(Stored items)
PR #4643, opened 2022-10-05
Fix datadir CLI arg type

### LINKED ISSUE #4577: All lodestar CLI commands are broken if not setting --dataDir

dapplion:
**Motivation**

Fix type inconsistency in datadir CLI arg

- https://github.com/ChainSafe/lodestar/pull/4576 is the proper long term solution, but merging this first for upcoming release

**Description**

- Set dataDir to `string | undefined`
- Add test to ensure dev command can start

Closes https://github.com/ChainSafe/lodestar/issues/4577

### DIFF
--- a/packages/cli/src/cmds/beacon/handler.ts
+++ b/packages/cli/src/cmds/beacon/handler.ts
@@ -30,7 +30,7 @@ export async function beaconHandler(args: IBeaconArgs & IGlobalArgs): Promise<vo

» Problem description
Once the records end, copy them all again exactly.

» Task output
PR #4643, opened 2022-10-05
Fix datadir CLI arg type

### LINKED ISSUE #4577: All lodestar CLI commands are broken if not setting --dataDir

dapplion:
**Motivation**

Fix type inconsistency in datadir CLI arg

- https://github.com/ChainSafe/lodestar/pull/4576 is the proper long term solution, but merging this first for upcoming release

**Description**

- Set dataDir to `string | undefined`
- Add test to ensure dev command can start

Closes https://github.com/ChainSafe/lodestar/issues/4577

### DIFF
--- a/packages/cli/src/cmds/beacon/handler.ts
+++ b/packages/cli/src/cmds/beacon/handler.ts
@@ -30,7 +30,7 @@ export async function beaconHandler(args: IBeaconArgs & IGlobalArgs): Promise<vo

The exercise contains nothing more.